3.5. Comparative Analysis on Independent Datasets
To demonstrate the generalization ability of our predictor for identifying pseudouridine sites, this study validated them on independent datasets built by Chen et al. [
14]. These include two species datasets,
H. sapiens and
S. cerevisiae. Through applying the predictor PsoEL-PseU to the two independent test datasets, four metrics were computed. Finally, we compared the results with those of seven state-of-the-art predictors, including iR-NA-PseU [
14], PseUI [
15], iPseU-CNN [
16], XG-PseU [
17], RF-PseU [
18], iPseU-Layer [
19], and iPseUMultiCNN [
21], and the detailed comparison can be found in
Table 2. It can be observed that the PsoEL-PseU predictor remarkably outperforms the state-of-the-art predictors on the two independent datasets. In particular, for the
S. cerevisiae dataset, the ACC value of the PsoEL-PseU predictor exceeds that of the current best predictor (RF-PseU) by 5%, and the MCC value is increased by more than 10%. Additionally, compared to the newer layered ensemble predictor iPseU-Layer and the multi-channel convolutional neural network predictor iPseUMultiCNN, the ACC values also increase by 9.5% and 6%. However, on the
H. sapiens dataset, our predictor is only slightly improved compared to the RF-PseU and iPseUMultiCNN predictors, where the ACC value only increases by 0.5% and 1.5%. Additionally, on the SN metric, our predictor is outperformed by the iPseU-CNN and RF-PseU predictors by 1.7% and 2%. On the SP metric, our predictor is again outperformed by 4% by the iPseU-Layer predictor. However, on the MCC metric, which measures the overall predictive balance, our predictor is optimal, with MCC values improving by 1% to 8% compared to RF-PseU, iPseU-Layer, and iPseUMultiCNN. For comprehensive comparison, the average metrics for the two independent datasets were computed. For the PsoEL-PseU predictor, the average values for ACC, MCC, SN, and SP reach 0.788, 0.575, 0.795, and 0.78, respectively. These results indicate that PsoEL-PseU exceeds the existing predictors in all evaluation metrics.

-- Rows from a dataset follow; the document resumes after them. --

PR #2053, opened 2021-06-02
refactor(ts-migration): migrates ndjsonstream to typescript

seaerchin:
**Part 2 of extracting admin downloads**

## Problem
`ndjsonstream` was previously written in javascript, which lacked type-safety. this meant that consumers did not know the concrete types which makes it hard to reliably use the stream and to troubleshoot.

## Solution
1. refactored the file to use typescript rather than javascript for type-safety
2. rewrote the code so that the underlying intention is clear. 

**Notes** 
1. the original authors utilize a `try/catch` block for ndjsonstream so that `enqueue` does not fail. however, `enqueue` only throws on `TypeError`, where the controller is not a `ReadableDefaultStream`. i'm currently unsure if this would ever happen (for once, the mozilla [docs](https://developer.mozilla.org/en-US/docs/Web/API/ReadableStreamDefaultController) are unclear about where this controller originates from) but i left it in because it's additional safety 

**Breaking Changes** 

    - Details ...


src/public/modules/forms/helpers/ndjsonStream.ts
```diff
@@ -0,0 +1,68 @@
...
+      maybeReader = reader
+      const decoder = new TextDecoder()
+      let data_buf = ''
+
+      return reader
+        .read()
+        .then(function processResult(result): Promise<void> | undefined | void {
+          if (shouldCancel) {
+            return
+          }
```
mantariksh, line 25: noticed you've shifted this block outside the `if (result.done)` - why?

According to the ten-fold cross-validation and independent test evaluation, PsoEL-PseU outperforms the existing state-of-the-art predictors. We attributed the success of PsoEL-PseU to three factors: (1) Previous feature descriptors are relatively simple, whereas this study systematically and comprehensively explored different types of feature descriptors and determined six feature descriptors with various properties. (2) This study used the BPSO algorithm to determine the optimal genome sequence feature for each basic predictor. Since the BPSO algorithm searches for the optimal feature subset in the global space, the search is relatively more thorough compared to the greedy search strategy. (3) The ensemble predictor was developed by combining the six different RNA basic predictors, which further enhanced the robustness of the predictor. As a result, PsoEL-PseU is anticipated to be an essential computational tool for the identification of pseudouridine sites in H. sapiens, S. cerevisiae, and M. musculus. Although these factors led to a decent improvement in our proposed predictor, especially on the S. cerevisiae species dataset, in the case of the H. sapiens species dataset, the improvement was slight. We speculated that this may be a result of the different RNA sequence lengths in the benchmark datasets, with each RNA sequence possessing a length of 41 bp for the S. cerevisiae dataset and only 21 bp for the H. sapiens dataset. For longer sequences, five of the six feature representations covered in this study are able to extract more features (PseDNC, KD, PSKP, NCP, One-Hot). Thus, the S. cerevisiae species dataset has a larger feature space, and its performance will clearly be more significantly improved if a more adequate and thorough search is performed to filter out the optimal feature subset using heuristic search methods.